I jest to rewolucja równa kopernikańskiej.
Kopernik przestawił zwrotnicę z systemu terra-centrycznego na solarno-centryczny.
Z kolei Jung przestawił dotychczasowy system ego-centryczny na Jaźnio-centryczny.
Człowiek, jego psychika oraz tożsamość jest w tym ujęciu sumą kompleksów, zaś „ego” tylko jednym z wielu.
Z tego powodu "ego" nie znaczy „człowiek”, jak również człowiek nie równa się „Psyche”.

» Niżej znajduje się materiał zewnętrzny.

PR #4622, opened 2023-06-01
libbpf-tools: Add support for execsnoop on arm64.

eiffel-fl:
Hi.

On old `arm64` kernels, there is a bug where [syscall number is forgotten](https://git.kernel.org/pub/scm/linux/kernel/git/torvalds/linux.git/commit/?id=de6921856f99) when a new thread is created.
So, this is not possible to use `sys_exit_execve` on these kernels:

```bash
$ git checkout de6921856f99~1
# Just jump before the fix and compile the kernel.
root@vm-arm64:~# lscpu | head -1
Architecture:                    aarch64
root@vm-arm64:~# uname -a
Linux vm-arm64 5.19.0-rc3-00001-g9f6a503d5238 #3 SMP PREEMPT Thu Jun 1 17:26:04 WEST 2023 aarch64 GNU/Linux
root@vm-arm64:~# ./share/linux/linux/tools/perf/perf record -ag -e 'syscalls:sys_exit_execve' -e 'syscalls:sys_enter_execve' &
[1] 381
root@vm-arm64:~# ls > /dev/null
root@vm-arm64:~# fg
./share/linux/linux/tools/perf/perf record -ag -e 'syscalls:sys_exit_execve' -e 'syscalls:sys_enter_execve'
^C[ perf record: Woken up 1 times to write data ]
[ perf record: Captured and wrote 0.060 MB perf.data (1 samples) ]

root@vm-arm64:~# ./share/linux/linux/tools/perf/perf script
bash   382 [003]  1064.274111: syscalls:sys_enter_execve: filename: 0xaaaaec27b>
                   a8188 [unknown] (/usr/lib/aarch64-linux-gnu/libc-2.31.so)
                   4b060 [unknown] (/usr/bin/bash)
                   4e0ec [unknown] (/usr/bin/bash)
                   4e850 [unknown] (/usr/bin/bash)
                   359e4 [unknown] (/usr/bin/bash)
                   32f90 [unknown] (/usr/bin/bash)
                   24218 [unknown] (/usr/lib/aarch64-linux-gnu/libc-2.31.so)
                   34494 [unknown] (/usr/bin/bash)
```

As you can see, the above `perf script` does not contain `sys_exit_execve` due to the bug describe above.

So, the solution is to use a `kretprobe` as exit point:

```bash
root@vm-arm64:~# lscpu | head -1
Architecture:                    aarch64
root@vm-arm64:~# uname -a
Linux vm-arm64 5.19.0-rc3-00001-g9f6a503d5238 #3 SMP PREEMPT Thu Jun 1 17:26:04 WEST 2023 aarch64 GNU/Linux
root@vm-arm64:~# ./share/kinvolk/bcc/libbpf-tools/execsnoop &
[1] 289
root@vm-arm64:~# PCOMM            PID    PPID   RET ARGS
ls -al > /dev/null
ls               290    276      0 /usr/bin/ls -al 
```

### DIFF
--- a/libbpf-tools/execsnoop.bpf.c
+++ b/libbpf-tools/execsnoop.bpf.c
@@ -2,6 +2,9 @@
 #include <vmlinux.h>
 #include <bpf/bpf_helpers.h>
 #include <bpf/bpf_core_read.h>
+#ifdef __TARGET_ARCH_arm64
+#include <bpf/bpf_tracing.h>
+#endif /* __TARGET_ARCH_arm64 */
 #include "execsnoop.h"
 
 const volatile bool filter_cg = false;
@@ -108,8 +111,14 @@ int tracepoint__syscalls__sys_enter_execve(struct trace_event_raw_sys_enter* ctx
 	return 0;
 }
 
+
+#ifdef __TARGET_ARCH_arm64
+SEC("kretprobe/do_execveat_common.isra.0")
+int BPF_KRETPROBE(execveat_exit)
+#else /* !__TARGET_ARCH_arm64 */
 SEC("tracepoint/syscalls/sys_exit_execve")
 int tracepoint__syscalls__sys_exit_execve(struct trace_event_raw_sys_exit* ctx)
+#endif /* !__TARGET_ARCH_arm64 */
 {
 	u64 id;
 	pid_t pid;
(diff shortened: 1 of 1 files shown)


libbpf-tools/execsnoop.bpf.c
```diff
@@ -108,8 +111,14 @@ int tracepoint__syscalls__sys_enter_execve(struct trace_event_raw_sys_enter* ctx
 	return 0;
 }
 
+
+#ifdef __TARGET_ARCH_arm64
+SEC("kretprobe/do_execveat_common.isra.0")
```
chenhengqi, line 116: Can we handle this difference from user space ? Symbols with `isra` suffix is quite unreliable.

yonghong-song: Two things.
First, we should not put 'do_execveat_common.isra.0' into the section names. The function is not reliable. It depends on compiler optimization. It may be gone in the next kernel release. User space needs to handle this
to ensure this function exists before attaching to it.
Second, this is a hack for buggy kernel and these buggy LTS kernels have been fixed. So there is really no need to put such a workaround to the tool. We don't want to support any intermediate revisions of the stable kernel.

PR #4626, opened 2023-06-07
Fix TypeError: a bytes-like object is required, not 'str'

sancppp:


sancppp:
I found some small errors while studying the tutorial_bcc_python_developer.md document. I am a github newbie, so please point out if this PR is not standardized enough. Thanks!

PR #421, opened 2018-09-06
Sparrow dom/search

sparrowDom:
### Checklist:

### Description:
- Add the search interface to `origin-js`
- Add generic search filters to GraphQl schema
- Change pagination description in GraphQl

**Dependant PR:** https://github.com/OriginProtocol/origin-dapp/pull/396


daemon/indexing/apollo/index.js
```diff
@@ -167,23 +167,33 @@ const typeDefs = gql`
...
+    name: String!
+    value: String!
+    valueType: ValueType!
+    operator: FilterOperator!
   }
 
   # The "Query" type is the root of all GraphQL queries.
   type Query {
-    listings(searchQuery: String, page: Page, order: ListingOrder, filter: ListingFilter): ListingPage,
+    listings(searchQuery: String, page: Page, order: ListingOrder, filters: [ListingFilter!]): ListingPage,
```
franckc: What does the syntax [ListingFilter!] mean exactly ? The filters argument should be optional, so shouldn't this just [ListingFilter] ?

src/index.js
```diff
@@ -9,6 +9,8 @@ import store from 'store'
 
 const defaultBridgeServer = 'https://bridge.originprotocol.com'
 const defaultIpfsDomain = 'gateway.originprotocol.com'
+const defaultApolloServer = 'http://apollo.originprotocol.com'
```
franckc: Let's use discovery (more generic) rather than Apollo (specific to framework used for implementation):
`const defaultDiscoveryServer = 'https://discovery.originprotocol.com'`

src/resources/marketplace.js
```diff
@@ -15,18 +15,23 @@ const storeKeys = {
 }
 
 class Marketplace extends Adaptable {
+
   constructor({
     contractService,
     ipfsService,
-    fetch,
     indexingServerUrl,
+    apolloServer,
```
franckc: Same comment, let's use discovery.

src/resources/marketplace.js
```diff
@@ -15,18 +15,23 @@ const storeKeys = {
 }
 
 class Marketplace extends Adaptable {
+
   constructor({
     contractService,
     ipfsService,
-    fetch,
     indexingServerUrl,
```
franckc: Let's get rid of indexingServer in the origin-js codebase - it is not used by anything AFAICT.

src/resources/marketplace.js
```diff
@@ -108,6 +113,46 @@ class Marketplace extends Adaptable {
     })
   }
 
+  async search(searchQuery, listingType, filters = []) {
+
```
franckc: style nit: remove blank lines.

src/resources/marketplace.js
```diff
@@ -108,6 +113,46 @@ class Marketplace extends Adaptable {
     })
   }
 
+  async search(searchQuery, listingType, filters = []) {
```
franckc: style nit: since this is going to be a publicly exposed method used by DApp developers, let's document it well. I have been trying to encourage folks to use [JSDoc](http://usejsdoc.org/about-getting-started.html) format (but if anyone else has a better suggestion, please lmk).

src/resources/marketplace.js
```diff
@@ -108,6 +113,46 @@ class Marketplace extends Adaptable {
...
+          }
+          `
+        }).join(',')}]
+      ) {
+        pageNumber
+        itemsPerPage
+        totalNumberOfPages
+        nodes {
+          id
+
```
franckc: nit: remove blank line

src/resources/marketplace.js
```diff
@@ -108,6 +113,46 @@ class Marketplace extends Adaptable {
...
+        }
+      }
+    }`
+
+    return this.fetch(`${this.apolloServer}:${this.apolloServerPort}`, {
```
franckc: Do you need to call .json() on the response to parse the response ? Something like:
```
const resp = this.fetch(...)
return resp.json()
```

daemon/indexing/apollo/index.js
sparrowDom: The syntax means that the filters argument is optional and that it must not contain null values. It can be an empty list, but not a list where any value is `null`.

src/index.js
sparrowDom: good point

src/resources/marketplace.js
sparrowDom: Http request might fail with different sort of errors. Like server not reachable, server returned 500 error, JSON was malformed.... And for each of those errors we would need to catch them separately in `origin-js` and re-throw them, so that client (dapp in this case) can show the correct error message. 

My logic was just return the promise, and let client handle different sorts of errors anyway it wishes. 

Can you maybe think of a way to better handle this?

DanielVF:
It feels awkward to have the discovery server querying tied into the marketplace code. Since it's entirely generic, it feels more like it should live as a services/DiscoveryService?

We can talk later today about it.

daemon/indexing/apollo/index.js
franckc: For what reason would you want to pass an empty filters list ?

franckc:
@sparrowDom Is this ready for final round of review ?

sparrowDom:
@franckc @DanielVF Yup agreed. Discovery should be a separate resource separated from marketplace. Doing the changes now

sparrowDom:
@DanielVF @franckc this PR is ready for the final review.

src/index.js
```diff
@@ -10,7 +11,8 @@ import store from 'store'
 
 const defaultBridgeServer = 'https://bridge.originprotocol.com'
 const defaultIpfsDomain = 'gateway.originprotocol.com'
-const defaultDiscoveryServer = 'https://discovery.originprotocol.com'
+//const defaultDiscoveryServer = 'https://discovery.originprotocol.com'
```
franckc: Let's follow the same pattern as other configs. Default is what will be used in prod.
Then for local development we use env files:
https://github.com/OriginProtocol/origin-box/blob/master/envfiles/origin-dapp.env
https://github.com/OriginProtocol/origin-dapp/blob/master/dev.env

franckc:
Let's merge this puppy and then we can iterate on improvements.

Psyche obejmuje zarówno nieświadomość jak i świadomość tak indywidualną jak i kolektywną (obiektywną). Na dodatek można powiedzieć, że posiada naturę fraktalną – zawiera się i w atomie, i w kosmosie…
Ecce homo!
Subskrybuj:
Komentarze do posta (Atom)
Brak komentarzy:
Prześlij komentarz
Dziękuję za komentarz - twoja opinia/zdanie jest dla mnie ważne !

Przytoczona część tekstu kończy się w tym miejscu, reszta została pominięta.